- Born: 1907 Kincardine-on-Forth, Fife, Scotland
- Died: 1 July 1991 (aged 83–84) Royal Victoria Hospital, Edinburgh, Scotland
- Education: Harris Academy
- Alma mater: University of London University of Chicago
- Occupation: Nurse
- Employer(s): Dundee Royal Infirmary Royal College of Nursing
- Organization: General Nursing Council
- Known for: First nurse to be Chair of the General Nursing Council in Scotland

= Margaret Currie Neilson Lamb =

Scottish nurse and Council chair (1907–1991)

Margaret Currie Neilson Lamb FRCN (1907–1991) was the first nurse to chair the General Nursing Council in Scotland.

==Career==
Lamb was born in Kincardine-on-Forth in Fife in 1907, her father was in the army and died when she was a child. Her mother later moved the family to Dundee where she remarried and Lamb spent her childhood, attending the Harris Academy until she was 15. She had wanted to become a teacher but could not afford to, so worked towards becoming a sister tutor instead.

Lamb trained as a nurse at the Dundee Royal Infirmary, registering in 1934. She worked as a staff nurse in the Dundee Royal Infirmary before training as a midwife, qualifying in Dundee and registering as a midwife in 1936.

She then became a night sister in the Randolph Wemyss Memorial Hospital Buckhaven, Fife, which at that time was local colliery hospital. Her next post was at the Barshaw Hospital, Paisley where she gained midwifery experience. She then went to the Southern General Hospital, Glasgow as a Sister Tutor where she stayed until 1946. Initially she was not qualified as a Nurse Tutor, but gained a Diploma in Nursing from University of London via a correspondence course, and subsequently became Principal of the Southern's nursing course.

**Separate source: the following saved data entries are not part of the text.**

PR #571, opened 2016-09-14
Issue #572: Improve the performance and create less garbage in the turtle parser

nikolavp:
This pull request will hopefully make the turtle parser a little bit faster and prevent a lot of memory allocations when parsing reasonably turtle files. The pull request contains two major changes:

Reusing the string builder instead of creating a new one - this is good for memory usage and also prevents resizing throughout the parsing
Character.toChars is creating a char array which is not actually needed. We can easily just reuse the code from there and append the result into the string builder

Issue that describes how we found about the problem https://github.com/eclipse/rdf4j/issues/572


core/rio/turtle/src/main/java/org/eclipse/rdf4j/rio/turtle/Chars.java
```diff
@@ -0,0 +1,30 @@
...
+ * @author Nikola Petrov nikola.petrov@ontotext.com
+ */
+class Chars {
+	/**
+	 * Appends the characters from codepoint into the string builder. This is the same
+	 * as Character#toChars but prevents the additional char array garbage.
+	 * @param dst the destination in which to append the characters
+	 * @param codePoint the codepoint to be appended
+	 */
+	public static void append(StringBuilder dst, int codePoint) {
```
pulquero: Personally, I would have just stuck this method in TurtleParser rather than having a new class for it. I'm not sure whether there will be any license issue with taking code from the jdk. I guess it depends on which? openjdk, harmony, that gnu one, etc.

pulquero:
You should probably create an associated issue for this to be accepted.

core/rio/turtle/src/main/java/org/eclipse/rdf4j/rio/turtle/Chars.java
```diff
@@ -0,0 +1,30 @@
+package org.eclipse.rdf4j.rio.turtle;
```
ansell: This file is missing the license header

jeenbroekstra: Copyright/license header is missing

core/rio/turtle/src/main/java/org/eclipse/rdf4j/rio/turtle/Chars.java
```diff
@@ -0,0 +1,30 @@
...
+class Chars {
+	/**
+	 * Appends the characters from codepoint into the string builder. This is the same
+	 * as Character#toChars but prevents the additional char array garbage.
+	 * @param dst the destination in which to append the characters
+	 * @param codePoint the codepoint to be appended
+	 */
+	public static void append(StringBuilder dst, int codePoint) {
+		/*
+		 * This code is copy pasted from Character#toChars but doesn't allocate new arrays.
```
ansell: It may be more accurate to say, "doesn't allocate new arrays for BMP codepoints" or similar.

core/rio/turtle/src/main/java/org/eclipse/rdf4j/rio/turtle/Chars.java
```diff
@@ -0,0 +1,30 @@
...
+		 */
+		if (Character.isBmpCodePoint(codePoint)) {
+			dst.append((char)codePoint);
+		} else if (Character.isValidCodePoint(codePoint)) {
+			char[] result = new char[2];
+			// NB: Code copied Character#toSurrogates
+			dst.append(Character.highSurrogate(codePoint));
+			dst.append(Character.lowSurrogate(codePoint));
+		} else {
+			throw new IllegalArgumentException();
```
ansell: Having the codepoint that was invalid in the exception message here may help in future if this gets triggered from some strange place.

core/rio/turtle/src/main/java/org/eclipse/rdf4j/rio/turtle/TurtleParser.java
```diff
@@ -70,6 +70,7 @@
 	protected Value object;
 
 	private int lineNumber = 1;
+	private StringBuilder parsingBuilder = new StringBuilder();
```
ansell: This should be declared as final to ensure that it is recognised as a permanent placeholder that can't be accidentally reassigned.

core/rio/turtle/src/main/java/org/eclipse/rdf4j/rio/turtle/Chars.java
jeenbroekstra: Yeah, this seems so specific that I'd prefer it as a protected/private method in TurtleParser, rather than a public utility. Also agree that we need to be certain this can be included, license-wise.

core/rio/turtle/src/main/java/org/eclipse/rdf4j/rio/turtle/TurtleParser.java
```diff
@@ -1318,4 +1319,9 @@ protected void throwEOFException() throws RDFParseException {
 	protected int getLineNumber() {
 		return lineNumber;
 	}
+
+	public StringBuilder getBuilder() {
```
jeenbroekstra: This should probably be private or at least protected

core/rio/turtle/src/main/java/org/eclipse/rdf4j/rio/turtle/TurtleParser.java
```diff
@@ -304,7 +305,7 @@ protected void parsePrefixID() throws IOException, RDFParseException, RDFHandler
 				throwEOFException();
 			}
 
-			prefixID.append(Character.toChars(c));
+			Chars.append(prefixID, c);
```
ansell: prefixID could be a private final member variable in addition to the other StringBuilder.

jeenbroekstra:
This new github review system will take some getting used to. Better than it was though :)

core/rio/turtle/src/main/java/org/eclipse/rdf4j/rio/turtle/TurtleParser.java
```diff
@@ -1069,8 +1070,8 @@ protected BNode parseNodeID() throws IOException, RDFParseException {
 			reportError("Expected a letter, found '" + (char) c + "'", BasicParserSettings.PRESERVE_BNODE_IDS);
 		}
 
-		StringBuilder name = new StringBuilder(32);
-		name.append(Character.toChars(c));
```
ansell: The other use of name.append below could also be modified, as its casting straight to a char may not be correct in all cases (I can't remember now if there are only BMP characters allowed for blank node label characters, but safer to reuse the Chars.append method instead of a risky cast.

core/rio/turtle/src/main/java/org/eclipse/rdf4j/rio/turtle/TurtleParser.java
ansell: This should be a protected method so it isn't exposed to users, just to subclasses as necessary.

core/rio/turtle/src/main/java/org/eclipse/rdf4j/rio/turtle/Chars.java
nikolavp: The snippet was taken from OpenJDK, I guess there is no problem with it as long as the result is open source again. 

I put the class as package private and created a dedicated class so we can update it easier in the future(if there is a need). But OK will move it in TurtleParser.

core/rio/turtle/src/main/java/org/eclipse/rdf4j/rio/turtle/Chars.java
nikolavp: True, thought that the maven build process is adding one for me. I will remove the file anyways.

core/rio/turtle/src/main/java/org/eclipse/rdf4j/rio/turtle/TurtleParser.java
nikolavp: Oh uh. Missed that one as it was written before me. Will update it.

core/rio/turtle/src/main/java/org/eclipse/rdf4j/rio/turtle/Chars.java
nikolavp: Done :)

core/rio/turtle/src/main/java/org/eclipse/rdf4j/rio/turtle/TurtleParser.java
nikolavp: Yes, I guess the IDE extracted with a public modifier for some reason.

nikolavp:
Please check the new changes. Also linked a small summary of how we found about the memory usage being a problem.

core/rio/turtle/src/main/java/org/eclipse/rdf4j/rio/turtle/Chars.java
jeenbroekstra: Unfortunately, it is not quite that simple. OpenJDK source code is licensed under GPL, which means we can't reuse it in our own code (unless we then distribute the entire RDF4J framework under GPL license as well - which is not something we want to do :)).

Given that this is such a small code snippet though, and a really quite basic algorithm, I'll doublecheck with the Eclipse legal team if we can get away with this somehow.

core/rio/turtle/src/main/java/org/eclipse/rdf4j/rio/turtle/TurtleParser.java
```diff
@@ -1320,8 +1320,30 @@ protected int getLineNumber() {
...
+
+	/**
+	 * Appends the characters from codepoint into the string builder. This is the same
+	 * as Character#toChars but prevents the additional char array garbage for BMP codepoints.
+	 * @param dst the destination in which to append the characters
+	 * @param codePoint the codepoint to be appended
+	 */
+	private static void appendCodepoint(StringBuilder dst, int codePoint) {
+		/*
+		 * This code is copy pasted from Character#toChars but doesn't allocate new arrays.
```
jeenbroekstra: On the license issue: given that this is _such_ a basic/simple bit of code, I think that we can simply remove this specific comment to avoid confusion later. Other than that the PR (with the latest changes) looks good to me!

jeenbroekstra:
Good stuff, thanks Nikola. Apart from the licensing issue (which may turn out to be no issue at all given it's only ~10 lines of code) this now looks fine to me.

core/rio/turtle/src/main/java/org/eclipse/rdf4j/rio/turtle/TurtleParser.java
ansell: I will submit a follow up patch to this to reuse your method for prefixID here. It should be okay as it is a distinct branch in parseDirective (but the call to prefixID.toString below would need to be above the call to parseURI that would otherwise clear its StringBuilder instance.

core/rio/turtle/src/main/java/org/eclipse/rdf4j/rio/turtle/TurtleParser.java
```diff
@@ -1318,4 +1319,31 @@ protected void throwEOFException() throws RDFParseException {
...
```
jeenbroekstra: Someone at Eclipse pointed out that you really only copy 3 lines of code and that is so trivial that it is unlikely to cause a problem. So I'm fine with just including this. However, to avoid future confusion/questions, can you remove this comment about it being "copy pasted"?

nikolavp:
Removed the comment as per the comment from pulquero so it avoids confusion.

jeenbroekstra:
Running hudson build on this PR now: https://hudson.eclipse.org/rdf4j/job/rdf4j-verify-pr/18/ 

If nothing breaks this can be merged.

Lamb became Assistant Secretary of the Royal College of Nursing (RCN) Scottish Board at the end of 1946 and was living in Edinburgh. In 1950 she began to develop the RCN Scotland educational activities.

In 1952 Lamb took a study break from the RCN where she had become Secretary to the RCN Scottish Board. Lamb went to the University of Chicago as Scotland's first Rockefeller fellow. She spent 15 months there and was awarded the Certificate of Academic studies in Sociology at the University of Chicago.

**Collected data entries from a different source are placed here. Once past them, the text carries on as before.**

PR #578, opened 2016-09-23
Issue #577  : added logback logger for elasticsearch tests

### LINKED ISSUE #577: RDF4J Elastic Search shows only INFO level logs
I use the tests quite intensively and need have more detailed logs than INFO. I will replace *slf4j-simple* implementation to *log4j2* one but for tests only.

jgrzebyta:
This PR addresses GitHub issue: #577  .

*  Implement log4j2 implementation:
 * add log4j2.yml config file
 * add required dependencies: log4j:2.x, YAML files handler


jeenbroekstra:
Given that we use logback almost exclusively everywhere else in the framework, would it be too much to ask to change this to use logback as well, instead of log4j?

core/sail/fts/elasticsearch/pom.xml
```diff
@@ -15,6 +15,8 @@
 
 	<properties>
 		<elasticsearch.version>1.7.0</elasticsearch.version>
+                <log4j.version>2.6.2</log4j.version>
+                <fasterxml.jackson.version>2.8.3</fasterxml.jackson.version>
```
jeenbroekstra: Can't upgrade a 3rd party dependency without filing a CQ and getting legal approval first.

core/sail/fts/elasticsearch/pom.xml
```diff
@@ -47,11 +49,35 @@
 			<version>${project.version}</version>
 			<scope>test</scope>
 		</dependency>
-		<dependency>
-			<groupId>org.slf4j</groupId>
-			<artifactId>slf4j-simple</artifactId>
-			<version>${slf4j.version}</version>
-			<scope>test</scope>
-		</dependency>
+                <dependency>
```
jeenbroekstra: I'd prefer instead switching to logback, and including a logback-text.xml config file in src/test/resources, like it's done in other parts of the code base. Makes things more consistent, and also avoids adding new dependencies (and having to bump the jackson version).

core/sail/fts/elasticsearch/pom.xml
jeenbroekstra: Also: the jackson version is declared at the project root pom level, it should not be set here.

jeenbroekstra:
Or even simpler: stick with using SFL4J SimpleLogger, and just configure it to enable debug-level logging. See http://www.slf4j.org/api/org/slf4j/impl/SimpleLogger.html for details.

jgrzebyta:
Done. I just added `simplelogger.properties` file with defined logger.

core/sail/fts/elasticsearch/pom.xml
```diff
@@ -1,57 +1,59 @@
...
+        </dependency>
+        <dependency>
+            <groupId>${project.groupId}</groupId>
+            <artifactId>rdf4j-lucene-testsuite</artifactId>
+            <version>${project.version}</version>
+            <scope>test</scope>
+        </dependency>
+        <dependency>
+            <groupId>ch.qos.logback</groupId>
+            <artifactId>logback-core</artifactId>
```
jeenbroekstra: Both logback deps should be scoped to `test` - this to avoid them being included in the production build.

jgrzebyta: All done

jeenbroekstra:
Running hudson to verify PR: https://hudson.eclipse.org/rdf4j/job/rdf4j-verify-pr/23/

In 1955 Lamb's work on developing nurse education was recognised when she was appointed Education Officer of the Scottish Board of the Royal College of Nursing. She featured prominently in the negotiations which led to the inception of the Nursing Studies, University of Edinburgh in 1956. She was a member of the Steering Committee for the Experiment in Nurse Training conducted at Glasgow Royal Infirmary from 1956 to 1961. Lamb was also a member of the Nursing and Midwifery Sub-Committee of the South-Eastern Regional Hospital Board, Edinburgh and as a member of the Board of Management for Edinburgh Northern Hospitals.

Lamb became a member of the General Nursing Council in 1960 and its Vice Chair in 1963. In 1964 Lamb became the first nurse to become Chair of the General Nursing Council in Scotland.

In 1964 Lamb was a member of the influential Platt Committee on Nursing Education, led by Harry Platt which published in 1964 and 1965. Lamb retired from the RCN in 1966.

In 1976 Lamb was in the first cohort to be awarded Fellowship of the Royal College of Nursing, FRCN, alongside nursing luminaries Barbara Fawkes, Catherine Hall (nurse), Winifred Hector, Jean McFarlane, Baroness McFarlane of Llandaff, Doreen Norton, Juanita Bennett Rule OBE, Hilda Marjorie Simpson, and Elizabeth Elaine Wilkie.

Lamb died in the Royal Victoria Hospital, Edinburgh, on 1 July 1991.